1. a glycerin chlorohydrin purifying plant, it is characterized in that: this device comprises successively by hydrolysis kettle (3), hydrolyzed solution header tank (5), ion exchange column (6), still kettle (7), the condenser (8) of pipeline connection, on the delivery conduit of described condenser (8), be connected with front-end volatiles tank (10) and finished pot (9), front-end volatiles tank (10) and finished pot (9) are connected with respectively vacuum unit;

Between the lower end of described hydrolysis kettle (3) and upper end, circulation line is installed, recycle pump (4) is installed on circulation line; On circulation line, be connected with glass condenser (2); The liquid-inlet pipe of hydrolyzed solution header tank (5) is communicated with circulation line;

The top of hydrolysis kettle (3) is communicated with header tank (1).

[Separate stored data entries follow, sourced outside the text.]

PR #5520, opened 2021-02-12
Failing test for Fully qualified name of function is imported as use instead of use function

lulco:
Description in https://github.com/rectorphp/rector/issues/5521


TomasVotruba:
I see. We'll need a test fixture without creating a new Rector rule.
Please re-use existing one with auto import enabled.

rules/coding-style/tests/Rector/Use_/UseFunction/Source/functions.php
```diff
@@ -0,0 +1,10 @@
+<?php
+
+declare(strict_types=1);
+
+namespace Deployer;
+
+function set($name, $value)
+{
+
+}
```
TomasVotruba, line 10: Just a tip for your project: this is not included/autoloaded. 
It must be in `composer.json` > `files`

Without that, functions are invisible :)

lulco: My project uses deployer and it has this in composer.json https://github.com/deployphp/deployer/blob/master/composer.json#L33

I was just trying to create some minimal reprodution of the issue.

TomasVotruba: The same must happen here too

lulco:
@TomasVotruba I used RenameFunctionRector with auto import names, you can check it now.

rules/renaming/tests/Rector/FuncCall/RenameFunctionAutoimportRector/config/configured_rule.php
```diff
@@ -1,15 +1,18 @@
...
 return static function (ContainerConfigurator $containerConfigurator): void {
     $parameters = $containerConfigurator->parameters();
     $parameters->set(Option::AUTO_IMPORT_NAMES, true);
 
     $services = $containerConfigurator->services();
-    $services->set(UseFunctionRector::class);
+    $services->set(RenameFunctionRector::class)
+        ->call('configure', [[
+            RenameFunctionRector::OLD_FUNCTION_TO_NEW_FUNCTION => [
+                'view' => 'Laravel\Templating\render',
```
TomasVotruba: Where is the `Laravel\Templating\render` autoloaded in tests? I can't find it

rules/renaming/tests/Rector/FuncCall/RenameFunctionAutoimportRector/RenameFunctionAutoimportRectorTest.php
```diff
@@ -0,0 +1,30 @@
...
+use Symplify\SmartFileSystem\SmartFileInfo;
+
+final class RenameFunctionAutoimportRectorTest extends AbstractRectorTestCase
+{
+    /**
+     * @dataProvider provideData()
+     */
+    public function test(SmartFileInfo $fileInfo): void
+    {
+        $this->doTestFileInfo($fileInfo);
```
TomasVotruba, line 18: Could you verify the 'Symfony\Component\DependencyInjection\Loader\Configurator\service' is loaded?



```php
$this->assertTrue(function_exists('...'));
```

rules/renaming/tests/Rector/FuncCall/RenameFunctionAutoimportRector/config/configured_rule.php
lulco: This is an old commit. First I was trying it with the same set as in existing renaming tests. But rector just change names and didn't use auto import names, so that's why I used `service` function

rules/renaming/tests/Rector/FuncCall/RenameFunctionAutoimportRector/RenameFunctionAutoimportRectorTest.php
lulco: assert added

TomasVotruba:
I can't find your other long comment about function import.
But there is definitely space for imporovement in name importer. 

Not depend on `function_exists`, but only on context:
https://github.com/rectorphp/rector/blob/59e1063b50b9271e5c7059c210049b8b1f8bafa8/rules/coding-style/src/Node/NameImporter.php#L231

TomasVotruba:
Suprassed by https://github.com/rectorphp/rector/pull/5755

2. the production method that glycerin chlorohydrin is purified, is characterized in that: the method comprises the following steps:

A, by softening water, sulfuric acid, the tosic acid aqueous solution respectively according to proportioning suction hydrolysis kettle (3), after stirring, opening steam heats up, by epoxy chloropropane suction header tank (1), from header tank (1), to hydrolysis kettle (3), add epoxy chloropropane to react, after completion of the reaction, continue temperature reaction;

First by vacuum by epoxy chloropropane suction header tank (1), by softening water, sulfuric acid, according to proportioning and concentration, be 10% tosic acid aqueous solution suction hydrolysis kettle (3), ON cycle pump (4), stirs after 30-40 minute, open steam and heat up, in 30-40 minute, be raised to 70-75 ℃; From header tank (1), to hydrolysis kettle (3), add epoxy chloropropane, within 2-3 hour, add, during to control temperature of reaction be 86-93 ℃, react complete, be warming up to 94-102 ℃ and continue reaction 2-3 hour;

Chemical equation is:

Main reaction

Side reaction

Epoxy chlorine alkane hydrin;

B, use recycle pump (4) that hydrolyzed solution is squeezed into hydrolyzed solution header tank (5) after completion of the reaction, then put into ion exchange column (6) and carry out ion-exchange;

First hydrolysis kettle (3) is cooled to 30-40 ℃, then uses recycle pump (4) that hydrolyzed solution is squeezed into hydrolyzed solution header tank (5), then put into ion exchange column (6), adjusting rate of discharge is 0.3-0.4m ³/ h;

C, the ion exchange liquid being comprised of water, glycerin chlorohydrin is added to still kettle (7), open and stir, open steam and heat up, then open waterpower ejector vacuum pump;

First ion exchange liquid is added to still kettle (7), open and stir, open steam and heat up; First boil off moisture, before 101 ℃ of gas phase temperatures, phlegma returns hydrolysis kettle (3) as moisture and continues to use;

When gas phase temperature surpasses 101 ℃, open waterpower ejector vacuum pump, control vacuum tightness is 0.094-0.096MPa;

D, when observing condenser (8) and occur depending on cup dripless to receiving tank, close hydrojet vacuum pump, open successively Roots vacuum system; Mass transport, to front-end volatiles tank (10), and is switched to finished pot (9) by front-end volatiles tank (10);

When observing condenser (8) and occur depending on cup dripless to receiving tank, close hydrojet vacuum pump, open successively Roots vacuum system; Gas phase temperature is front-end volatiles lower than the phlegma of 90 ℃, when gas phase temperature surpasses 0.099MPa since 90 ℃ of in rising trend, system vacuum degree, material is switched to finished pot (9) by front-end volatiles tank (10).